| name | loom-caching |
| description | Caching strategies for performance optimization — cache-aside, write-through, write-behind, TTL policies, eviction, and stampede prevention. Use for Redis/Memcached, CDN caching, database query caching, ML model caching, and distributed cache design. |
| triggers | ["cache","caching","Redis","Memcached","CDN","TTL","invalidation","eviction","LRU","LFU","FIFO","write-through","write-behind","cache-aside","read-through","cache stampede","distributed cache","local cache","memoization","query cache","result cache","edge cache","browser cache","HTTP cache"] |
Caching
Overview
Store expensive-to-compute or frequently-read data closer to the consumer. The easy part is the read path; the hard parts are invalidation (keeping it correct) and stampede (surviving a mass miss). This skill is organized around those failure modes, not around toy get/set wrappers.
Strategy Selection
| Strategy | Read path | Write path | Consistency | Failure mode to watch |
|---|
| Cache-aside (lazy) | App checks cache → loads on miss → populates | App writes DB, then invalidates (don't update) cache | Eventual; brief staleness window | Stampede on hot-key miss; race between load and invalidate |
| Read-through | Cache library loads on miss | (paired with write-through) | Eventual | Same as aside; hides loader in the cache layer |
| Write-through | Read from cache | Write DB and cache synchronously | Strong-ish; cache always fresh after write | Write latency = DB + cache; cache churn for rarely-read keys |
| Write-behind (write-back) | Read from cache | Write cache now, flush DB async in batches | Weak; data loss if node dies before flush | Lost writes on crash; ordering; DB divergence |
Default to cache-aside. It's simple, resilient (cache down ≠ writes fail), and puts invalidation in your control. Reach for write-through only when you can't tolerate a post-write stale read; write-behind only for write-heavy, loss-tolerant data (metrics, counters, activity feeds).

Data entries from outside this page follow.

PR #2643, opened 2022-02-25
Support non-DNS controller hosts

### LINKED ISSUE #2609: Agent python installation failure
Although it's hard to be sure exactly why, the current Agent spec file's Python installation fails on my RHEL 8.4 server VM, resulting in no Python modules being installed and no useful messaging in `/opt/pbench-agent/pip3-install.log`. 

I experimentally replaced the `pip3` install command in the spec file with something more akin to what I put in the server spec file:

```
python3 -m pip install --upgrade pip 2>&1 > /%{installdir}/pip3-upgrade.log
python3 -m pip --no-cache-dir install --prefix=/%{installdir} -r /%{installdir}/requirements.txt > /%{installdir}/pip3-install.log 2>&1
```

... and this seems to work just fine.

The agent also has some "pip3 bootstrap" code in front of this for RHEL 7, which might possibly be unnecessary assuming that the RHEL 7 Python3 at least has a functional `pip` module even if `pip3` doesn't work for us.

### LINKED ISSUE #2610: Tool Meister on RHEL CSB laptop
This is low priority, and probably not worth worrying about for 0.71 (if ever), but I'm recording it so it doesn't get lost. (Although I'll stick it in the "backlog" project, which is "next to lost".)

I've been trying multi-node pbench agent collection, and I tried to go from my laptop (which already had an agent installed) to my RDU2 pbench server VM. Because CSB networking is weird (the word "weird" doesn't do it justice, but we'll go with that for now), the Redis server ends up listening for a connection to "dbutenho@bos.csb", an address that nobody can talk to.

Interestingly, `hostname --all-ip-addresses` on my RHEL 8.4 CSB laptop returns three IPv4 addresses, only one of which is actually reachable. It happens to be the last of the three, though I have no idea whether that's architecturally guaranteed or sheer coincidence, in which case pragmatically we might need to try remotely pinging all the addresses to find if one responds.

We have the same problem on RDU2 VMs, where the configured hostnames are also non-routable (dbutenho-dev, rhel8-pbenchoctjam).

Peter and I did some experimentation and it seems there's a relatively straightforward way around these problems during TM / TDS setup by tracking the origin address exposed by an `ssh` to each remote system.

dbutenhof:
By default, TDS and Redis are started listening on (and remote hosts are set to connect to) the controller node's `hostname`. If this is not a routable DNS name, Tool Meister start hangs.

Instead, identify a routable IP address for the host by determining the origin of ssh connections to the remote hosts. We need to establish that the remotes are reachable anyway; this allows us to do so early in startup before creating the local TDS and Redis instances.

If "orchestration=create" mode isn't selected, or if `PBENCH_REDIS_SERVER` (`--redis-server`) or `PBENCH_TOOL_DATA_SINK` (`--too-data-sink`) configuration options are specified, these values are used regardless, trusting the external input.

Resolves #2610

### DIFF
--- a/agent/rpm/pbench-agent.spec.j2
+++ b/agent/rpm/pbench-agent.spec.j2
@@ -88,24 +88,8 @@ cp -a agent/* %{?buildroot}/%{installdir}/
 # configtools installed: zap it.
 if pip3 show configtools > /dev/null 2>&1 ;then pip3 uninstall -y configtools ;fi
 
-%post
-%if 0%{?rhel} == 7
-# This is a very ugly work-around for RHEL 7 / CentOS 7 environments. The
-# version of `pip3` that is available in those environments no longer works
-# to install the latest Python3 modules, which we need. So we have to fetch
-# our own copy of `pip3`, as described at:
-#   https://pip.pypa.io/en/latest/installing/#installing-with-get-pip-py 
-# We then install it separately from the existing version and set `PATH` and
-# `PYTHONPATH` so that we use this updated version when we install our module
-# dependencies below.
-curl -X GET -o /%{installdir}/get-pip.py https://bootstrap.pypa.io/get-pip.py > /%{installdir}/pip3-update.log 2>&1
-python3 /%{installdir}/get-pip.py --prefix=/%{installdir} >> /%{installdir}/pip3-update.log 2>&1
-export PYTHONPATH=/%{installdir}/lib/python3.6/site-packages:${PYTHONPATH}
-export PATH=/%{installdir}/bin:${PATH}
-%endif
-
-# Install python dependencies
-pip3 --no-cache-dir install --prefix=/%{installdir} -r /%{installdir}/requirements.txt > /%{installdir}/pip3-install.log
+python3 -m pip install --upgrade pip 2>&1 > /%{installdir}/pip3-upgrade.log
+python3 -m pip --no-cache-dir install --prefix=/%{installdir} -r /%{installdir}/requirements.txt > /%{installdir}/pip3-install.log 2>&1
 
 # link the pbench profile, so it'll automatically be sourced on login
 ln -sf /%{installdir}/profile /etc/profile.d/pbench-agent.sh
--- a/agent/rpm/pbench-agent.spec.j2
+++ b/agent/rpm/pbench-agent.spec.j2
@@ -88,6 +88,9 @@ cp -a agent/* %{?buildroot}/%{installdir}/
 # configtools installed: zap it.
 if pip3 show configtools > /dev/null 2>&1 ;then pip3 uninstall -y configtools ;fi
 
+%post
+
+# Install python dependencies
 python3 -m pip install --upgrade pip 2>&1 > /%{installdir}/pip3-upgrade.log
 python3 -m pip --no-cache-dir install --prefix=/%{installdir} -r /%{installdir}/requirements.txt > /%{installdir}/pip3-install.log 2>&1
 
--- a/agent/rpm/pbench-agent.spec.j2
+++ b/agent/rpm/pbench-agent.spec.j2
@@ -89,10 +89,23 @@ cp -a agent/* %{?buildroot}/%{installdir}/
 if pip3 show configtools > /dev/null 2>&1 ;then pip3 uninstall -y configtools ;fi
 
 %post
+%if 0%{?rhel} == 7
+# This is a very ugly work-around for RHEL 7 / CentOS 7 environments. The
+# version of `pip3` that is available in those environments no longer works
+# to install the latest Python3 modules, which we need. So we have to fetch
+# our own copy of `pip3`, as described at:
+#   https://pip.pypa.io/en/latest/installing/#installing-with-get-pip-py 
+# We then install it separately from the existing version and set `PATH` and
+# `PYTHONPATH` so that we use this updated version when we install our module
+# dependencies below.
+curl -X GET -o /%{installdir}/get-pip.py https://bootstrap.pypa.io/get-pip.py > /%{installdir}/pip3-update.log 2>&1
+python3 /%{installdir}/get-pip.py --prefix=/%{installdir} >> /%{installdir}/pip3-update.log 2>&1
+export PYTHONPATH=/%{installdir}/lib/python3.6/site-packages:${PYTHONPATH}
+export PATH=/%{installdir}/bin:${PATH}
+%endif
 
 # Install python dependencies
-python3 -m pip install --upgrade pip 2>&1 > /%{installdir}/pip3-upgrade.log
-python3 -m pip --no-cache-dir install --prefix=/%{installdir} -r /%{installdir}/requirements.txt > /%{installdir}/pip3-install.log 2>&1
+pip3 --no-cache-dir install --prefix=/%{installdir} -r /%{installdir}/requirements.txt > /%{installdir}/pip3-install.log
 
 # link the pbench profile, so it'll automatically be sourced on login
 ln -sf /%{installdir}/profile /etc/profile.d/pbench-agent.sh
--- a/agent/util-scripts/pbench-tool-meister-start
+++ b/agent/util-scripts/pbench-tool-meister-start
@@ -753,7 +753,7 @@ def main(_prog: str, cli_params: Namespace) -> int:
         # us connecting, and we'll use that (by default) as the server address.
         localhost = LocalRemoteHost()
         origin_ip = set()
-        template = TemplateSsh(ssh_cmd, shlex.split(ssh_opts), ['echo', '${SSH_CONNECTION}'])
+        template = TemplateSsh(ssh_cmd, shlex.split(ssh_opts), "echo ${SSH_CONNECTION}")
         for host in tool_group.hostnames.keys():
             if not localhost.is_local(host):
                 template.start(host)
@@ -762,14 +762,14 @@ def main(_prog: str, cli_params: Namespace) -> int:
             if not localhost.is_local(host):
                 connection = template.wait(host)
                 logger.debug("Host %s reports connection `%s`", host, connection)
-                if connection[0] == 0 and connection[1]:
+                if connection.status == 0 and connection.stdout:
                     # The SSH_CONNECTION value is the full `stdout` and we
                     # don't expect a stderr on success; the format is
                     #   "origin_node origin_port local_node local_port"
                     # we only need the origin node because we know that's an
                     # IP for our local TDS and Redis host that the remote can
-                    # understand.
-                    origin = connection[1].split()[0]
+                    # reach.
+                    origin = connection.stdout.split()[0]
                     origin_ip.add(origin)
 
                     # Store the origin reported by this remote in its parameter
@@ -777,12 +777,13 @@ def main(_prog: str, cli_params: Namespace) -> int:
                     # we send the init handshake to that remote later.
                     params["origin_host"] = origin
                 else:
-                    # If `ssh` fails, there's no point in continuing!
+                    # If `ssh` fails, we can't orchestrate anything on this
+                    # remote, so terminate with an error.
                     logger.error("Host %s reports %s", host, connection)
                     return ReturnCode.REMOTENOTREACHABLE
 
-        # Convert the de-duplicating set into an indexable list. Ideally there
-        # will be only a single entry here, since the current BaseServer init
+        # Process the collected origin addresses from our remotes. Ideally we
+        # have only a single entry here, since the current BaseServer init
         # (and the Bottle WSGI server) doesn't support listening on multiple
         # addresses; however we're going to just take the first returned origin
         # address and hope they can all connect.
@@ -791,21 +792,15 @@ def main(_prog: str, cli_params: Namespace) -> int:
         # connection spec) to always listen on '0.0.0.0', but this eliminates
         # IPv6, and we currently lack the mechanism to listen on both '0.0.0.0'
         # and '::' (the IPv6 equivalent, aka '0:0:0:0:0:0:0:0').
-        origin_list = list(origin_ip)
-
+        #
         # NOTE: If the caller/human supplied explicit PBENCH_REDIS_SERVER or
         # PBENCH_TOOL_DATA_SINK (--redis-server or --tool-data-sink), we'll use
         # those, but by default we'll use the ssh connection origin instead of
         # the local `hostname` which may not be reachable by the remotes (or
         # necessarily routable at all).
-        #
-        # If we aren't able to contact any remotes, or if there were no remotes
-        # in the first place, then the origin_list will be empty, and we'll
-        # proceed with the default local hostname. If we have SSH origin IPs,
-        # however, we'll use the first of them.
-        if len(origin_list) > 0:
-            logger.debug("Our connection hosts are %s", origin_list)
-            ip = ipaddress.ip_address(origin_list[0])
+        if len(origin_ip) > 0:
+            logger.debug("Our connection hosts are %s", origin_ip)
+            ip = ipaddress.ip_address(iter(origin_ip).next())
             if isinstance(ip, ipaddress.IPv6Address):
                 origin = f"[{str(ip)}]"
             else:
--- a/agent/util-scripts/pbench-tool-meister-start
+++ b/agent/util-scripts/pbench-tool-meister-start
@@ -802,12 +802,12 @@ def main(_prog: str, cli_params: Namespace) -> int:
         # necessarily routable at all).
         if len(origin_ip) != 1 and any_remote:
             logger.warning(
-                "Remote hosts don't report a single controller "
-                "origin IP: this may be a problem: origins are %s",
-                origin_ip
+                "Remote hosts don't agree on a single controller "
+                "origin IP, which may indicate a problem: origin(s) %s",
+                ",".join(origin_ip) if origin_ip else "<none>"
             )
         if len(origin_ip) > 0:
-            logger.debug("Our connection hosts are %s", origin_ip)
+            logger.debug("Our connection host(s): %s", ",".join(origin_ip))
             ip = ipaddress.ip_address(next(iter(origin_ip)))
             if isinstance(ip, ipaddress.IPv6Address):
                 origin = f"[{str(ip)}]"
--- a/agent/util-scripts/pbench-tool-meister-start
+++ b/agent/util-scripts/pbench-tool-meister-start
@@ -97,6 +97,7 @@ the benchmark execution environment:
   - ssh-opts
 """
 
+import ipaddress
 import json
 import logging
 import os
@@ -108,7 +109,6 @@ import time
 from argparse import ArgumentParser, Namespace
 from distutils.spawn import find_executable
 from pathlib import Path
-
 import redis
 
 from pbench.agent.constants import (
@@ -133,6 +133,7 @@ from pbench.agent.utils import (
     info_log,
     LocalRemoteHost,
     RedisServerCommon,
+    TemplateSsh
 )
 from pbench.common.utils import validate_hostname
 
@@ -194,6 +195,7 @@ class ReturnCode(BaseReturnCode):
     BADFULLHOSTNAME = 37
     BADHOSTNAME = 38
     INVALIDORCHESTRATE = 39
+    REMOTENOTREACHABLE = 40
 
 
 def _waitpid(pid: int) -> int:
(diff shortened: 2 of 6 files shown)


lib/pbench/agent/utils.py
```diff
@@ -396,6 +398,58 @@ def collect_local_info(pbench_bin):
...
+        self.base_args = [ssh_cmd] + ssh_args
+
+    def start(self, host: str):
+        """
+        Begin an asynchronous ssh command on the specified remote host
+
+        Args:
+            host: hostname or IP
+        """
+        args = self.base_args + [host] + self.command
```
webbnh, line 427: Should we be [quoting](https://docs.python.org/3/library/shlex.html#shlex.quote) (or joining) `self.command`?  (Or, accepting it as a single string, instead of a list, and expecting the caller to do it?)

agent/util-scripts/pbench-tool-meister-start
```diff
@@ -731,13 +733,86 @@ def main(_prog: str, cli_params: Namespace) -> int:
...
+                    origin = connection[1].split()[0]
+                    origin_ip.add(origin)
+
+                    # Store the origin reported by this remote in its parameter
+                    # block: we'll program this as the connection address when
+                    # we send the init handshake to that remote later.
+                    params["origin_host"] = origin
+                else:
+                    # If `ssh` fails, there's no point in continuing!
+                    logger.error("Host %s reports %s", host, connection)
```
webbnh, line 780: This is going to log a stringized tuple...is that really what you want?  (Wouldn't it be clearer to unpack and annotate it a bit?)

agent/util-scripts/pbench-tool-meister-start
```diff
@@ -731,13 +733,86 @@ def main(_prog: str, cli_params: Namespace) -> int:
...
+        origin_list = list(origin_ip)
+
+        # NOTE: If the caller/human supplied explicit PBENCH_REDIS_SERVER or
+        # PBENCH_TOOL_DATA_SINK (--redis-server or --tool-data-sink), we'll use
+        # those, but by default we'll use the ssh connection origin instead of
+        # the local `hostname` which may not be reachable by the remotes (or
+        # necessarily routable at all).
+        #
+        # If we aren't able to contact any remotes, or if there were no remotes
+        # in the first place, then the origin_list will be empty, and we'll
```
webbnh, line 802: Actually, if there were any remotes which we were unable to contact, then control would have returned by now and `origin_list` would never have been created...right?

agent/util-scripts/pbench-tool-meister-start
```diff
@@ -731,13 +733,86 @@ def main(_prog: str, cli_params: Namespace) -> int:
...
+        # proceed with the default local hostname. If we have SSH origin IPs,
+        # however, we'll use the first of them.
+        if len(origin_list) > 0:
+            logger.debug("Our connection hosts are %s", origin_list)
+            ip = ipaddress.ip_address(origin_list[0])
```
webbnh, line 807: I don't see any obvious reason to convert `origin_ip` from a `set` to a `list` (e.g., `len()` works on `set`'s).

If the problem is that you just want to pick an arbitrary item from it, you can `pop()` from a set.  (Or, if you don't want to modify it, you can say `next(x for x in origin_ip)`.)

webbnh (commented):
I realize that this is just a draft, but I've got some things you might want to consider as you work on this.

lib/pbench/agent/utils.py
```diff
@@ -396,6 +398,58 @@ def collect_local_info(pbench_bin):
...
+        Wait for an asynchronous ssh command to complete, returning the
+        completion status, stdout and stderr streams as strings.
+
+        Args:
+            host: Remote host
+
+        Returns:
+            Tuple of completion status, stdout, stderr
+        """
+        popen: subprocess.Popen = self.procs[host]
```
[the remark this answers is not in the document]
dbutenhof: > Or, we could just go with the KeyError, which is probably sufficient....

That was my thought...

dbutenhof (commented):
I mostly pushed as a draft so it would run tests before I opened it, but I also somewhat counted on you taking an early look. I'll make some changes and push another commit before I consider "publishing" it.

agent/rpm/pbench-agent.spec.j2
```diff
@@ -89,23 +89,10 @@ cp -a agent/* %{?buildroot}/%{installdir}/
...
-curl -X GET -o /%{installdir}/get-pip.py https://bootstrap.pypa.io/get-pip.py > /%{installdir}/pip3-update.log 2>&1
-python3 /%{installdir}/get-pip.py --prefix=/%{installdir} >> /%{installdir}/pip3-update.log 2>&1
-export PYTHONPATH=/%{installdir}/lib/python3.6/site-packages:${PYTHONPATH}
-export PATH=/%{installdir}/bin:${PATH}
-%endif
 
 # Install python dependencies
-pip3 --no-cache-dir install --prefix=/%{installdir} -r /%{installdir}/requirements.txt > /%{installdir}/pip3-install.log
+python3 -m pip install --upgrade pip 2>&1 > /%{installdir}/pip3-upgrade.log
+python3 -m pip --no-cache-dir install --prefix=/%{installdir} -r /%{installdir}/requirements.txt > /%{installdir}/pip3-install.log 2>&1
```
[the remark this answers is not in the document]
webbnh: Yeah, I remember...which is why it's so mystifying that `python3 -m pip` is somehow better....  (And, I'm not suggesting going back to `pip3`....)

lib/pbench/agent/utils.py
webbnh: I looked at what Peter did and ultimately decided that I liked yours better (because I couldn't come up with a really good way to "remember" which element was the hostname...the best I could come up with was to use a `dict` instead of a `list`, which the code could access by key-name and then reference the `values()` of it for the command invocation, but what you've got seemed better (although, now that I think of it, a `namedtuple` would work well, since you can access the components by name but also iterate over the components like a list, so you might be able to pass it directly to `Popen()` (or worst-case, apply the `list()` constructor to it))).

But, what I'm getting at with my comment here is that `base_args` + `host` are the arguments to the `ssh` command, and it takes **_one_** more argument, which is the remote command to be run.  It shouldn't take a list of components for that command, because (I think) we don't want to feed additional components to the `ssh` command.  (I was reading about `shlex.split()` which led to `shlex.quote()` whose code-injection example led me to ponder your command argument to `ssh`....)

agent/util-scripts/pbench-tool-meister-start
webbnh: I was mostly reacting to the wall of text here.  (It's all good and important stuff, so I'm not saying we should get rid of it, but, since it starts out by pointing out that we're converting a set to a list (which is about the least interesting aspect, here), I figured maybe we could get rid of that one facet so it wouldn't be a distraction from the rest of it.)  I think it's wonderfully clever to use a `set` here.  I just wish there were a nicer way to grab an element from it.

lib/pbench/agent/utils.py
ndokos: > `ssh root@host ls /tmp` and `ssh root@host 'ls /tmp'` are exactly the same.

So it is guaranteed that no substitutions are made? How? Do we have to examine the callers?

lib/pbench/agent/utils.py
```diff
@@ -396,6 +398,58 @@ def collect_local_info(pbench_bin):
...
+    def wait(self, host: str) -> Tuple[int, str, str]:
+        """
+        Wait for an asynchronous ssh command to complete, returning the
+        completion status, stdout and stderr streams as strings.
+
+        Args:
+            host: Remote host
+
+        Returns:
+            Tuple of completion status, stdout, stderr
```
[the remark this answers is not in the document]
ndokos: "Noone expects the Spanish Inquisition..."

ndokos (changes requested):

lib/pbench/agent/utils.py
dbutenhof: Substitution depends on whether you're running the command through a shell or "bare", as well as on the tokens you use (regardless of argv breakdown vs string) are quoted. I'm not running the `subprocess.Popen` with `shell=True` so there's no local shell in any case.

There's a single caller for the new class (although I've toyed with the idea of converting the `pbench-tool-meister-start` method `start_tms_via_ssh` because I think this framework would be cleaner ... if I expand the templating mechanism to allow altering the command as well as the host). The single caller just wants to pass `echo ${SSH_CONNECTION}` to be expanded on the remote so we get the SSH origin hostname, which provides our guarantee of external routability.

agent/rpm/pbench-agent.spec.j2
```diff
@@ -89,23 +89,10 @@ cp -a agent/* %{?buildroot}/%{installdir}/
...
-# our own copy of `pip3`, as described at:
-#   https://pip.pypa.io/en/latest/installing/#installing-with-get-pip-py 
-# We then install it separately from the existing version and set `PATH` and
-# `PYTHONPATH` so that we use this updated version when we install our module
-# dependencies below.
-curl -X GET -o /%{installdir}/get-pip.py https://bootstrap.pypa.io/get-pip.py > /%{installdir}/pip3-update.log 2>&1
-python3 /%{installdir}/get-pip.py --prefix=/%{installdir} >> /%{installdir}/pip3-update.log 2>&1
-export PYTHONPATH=/%{installdir}/lib/python3.6/site-packages:${PYTHONPATH}
-export PATH=/%{installdir}/bin:${PATH}
-%endif
```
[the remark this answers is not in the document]
dbutenhof: I've encountered situations (of unknown cause) on both server and agent installs where this doesn't work; we still get a "no pip command" error and nothing gets installed.

When we butted our heads against this during server jam sessions, we ended up using the new code I've pasted here, which just uses `python3 -m pip` instead of expecting a `pip` command. I really need to experiment with this on some bare untouched systems to be sure it works on them all; which is only one of the reasons this is still a draft. But if it *doesn't* work, then we've got some holes that may be hard to fix.

lib/pbench/agent/utils.py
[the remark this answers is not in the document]
dbutenhof: There was a guy at Digital who went to Spain and brought back an ornate box just so he could refuse any request to examine it by chortling madly and intoning "Nobody inspects the Spanish acquisition".

lib/pbench/agent/utils.py
webbnh: > I'm not running the subprocess.Popen with shell=True so there's no local shell in any case.

That's a "feature".  (That also allays most of my concern...and, it also means that there's no confusion about where `${SSH_CONNECTION}` will be evaluated.)

lib/pbench/agent/utils.py
```diff
@@ -447,7 +454,7 @@ def wait(self, host: str) -> Tuple[int, str, str]:
             out, err = popen.communicate()
         status = popen.returncode
         del self.procs[host]
-        return (status, out, err)
+        return self.Return(status, out, err)
```
webbnh, line 457: It would be nicer if you used the keywords:
```
        return Return(status=status, stdout=out, stderr=err)
```

webbnh (commented):
Looks good...for a draft.... 😉

agent/rpm/pbench-agent.spec.j2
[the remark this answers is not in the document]
dbutenhof: I decided to do what I resisted in the first place, pushing this out of the PR to test separately with the new VM pool. (Once I get through all the `subscription-manager` setup muddle across the releases.) So no longer relevant here...

webbnh (commented):
👍

(Although, I'm sad to see the "simple" `python -m pip` reverted to the `curl`-based approach....)

dbutenhof:
> +1
> 
> (Although, I'm sad to see the "simple" `python -m pip` reverted to the `curl`-based approach....)

Yeah; but Nick brought up a valid point about testing, and it'll take me a bit of time to wrangle all of the new VM instances he set up for that purpose so I'll do that separately and not bog this one down.

Although this still needs a rebase, and I'll probably wait until tomorrow to let Pete get in a few more of his zoo before I mark this "ready for review".

agent/rpm/pbench-agent.spec.j2
```diff
@@ -89,10 +89,23 @@ cp -a agent/* %{?buildroot}/%{installdir}/
...
+# dependencies below.
+curl -X GET -o /%{installdir}/get-pip.py https://bootstrap.pypa.io/get-pip.py > /%{installdir}/pip3-update.log 2>&1
+python3 /%{installdir}/get-pip.py --prefix=/%{installdir} >> /%{installdir}/pip3-update.log 2>&1
+export PYTHONPATH=/%{installdir}/lib/python3.6/site-packages:${PYTHONPATH}
+export PATH=/%{installdir}/bin:${PATH}
+%endif
 
 # Install python dependencies
-python3 -m pip install --upgrade pip 2>&1 > /%{installdir}/pip3-upgrade.log
-python3 -m pip --no-cache-dir install --prefix=/%{installdir} -r /%{installdir}/requirements.txt > /%{installdir}/pip3-install.log 2>&1
```
portante, line 95: Looks like a bad merge?

agent/util-scripts/pbench-tool-meister-start
```diff
@@ -732,13 +734,81 @@ def main(_prog: str, cli_params: Namespace) -> int:
...
+        # IPv6, and we currently lack the mechanism to listen on both '0.0.0.0'
+        # and '::' (the IPv6 equivalent, aka '0:0:0:0:0:0:0:0').
+        #
+        # NOTE: If the caller/human supplied explicit PBENCH_REDIS_SERVER or
+        # PBENCH_TOOL_DATA_SINK (--redis-server or --tool-data-sink), we'll use
+        # those, but by default we'll use the ssh connection origin instead of
+        # the local `hostname` which may not be reachable by the remotes (or
+        # necessarily routable at all).
+        if len(origin_ip) > 0:
+            logger.debug("Our connection hosts are %s", origin_ip)
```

⚠ On write, invalidate — do not update — the cache (cache-aside). Two concurrent writers updating the cache can commit their DB writes in one order and their cache writes in the opposite order, leaving the cache permanently wrong. Deleting the entry forces the next reader to reload the DB's truth. (This is the [Facebook "leases"] class of bug.)
⚠ Write-behind loses data. A crash between "wrote cache" and "flushed DB" silently drops the write. Never use it as the system of record for anything you can't recompute or afford to lose.
Cache-aside (the workhorse)
async def get_or_load(key, loader, ttl):
cached = await cache.get(key)
if cached is not None:
return json.loads(cached)
value = await loader()
await cache.setex(key, ttl_with_jitter(ttl), json.dumps(value))
return value
⚠ Miss vs cached-null: if cached: treats a cached 0, "", [], or false as a miss and re-loads every time. Check is not None and cache an explicit sentinel for negatives (see negative caching).
Stampede / Thundering Herd
When a hot key expires, every concurrent request misses simultaneously and hammers the origin — often enough to knock over the DB the cache was protecting. Three mitigations, roughly in order of strength:
1. Per-key lock (single-flight): only one caller regenerates; others wait or serve stale. Double-check the cache after acquiring the lock.
async with locks[key]:
cached = await cache.get(key)
if cached is not None: return json.loads(cached)
value = await loader()
await cache.setex(key, ttl, json.dumps(value))
return value
⚠ An in-process asyncio.Lock only serializes one process. For a multi-node stampede you need a distributed lock (SET key val NX PX 30000) with a TTL so a crashed holder can't wedge the key forever.
2. Probabilistic early expiration (XFetch): recompute before expiry with a probability that rises as expiry nears, so one lucky request refreshes while the entry is still warm and others keep hitting the cache. The canonical formula:
if time.time() - delta * beta * math.log(random.random()) >= expiry:
...recompute and reset expiry...
This is the best hands-off defense for a single hot key — no lock coordination, no full stampede, and no synchronized cliff.
3. Stale-while-revalidate: serve the stale value immediately and refresh in the background (guarded by a lock so only one refresh runs). Best UX (no request ever blocks on regeneration) when brief staleness is acceptable.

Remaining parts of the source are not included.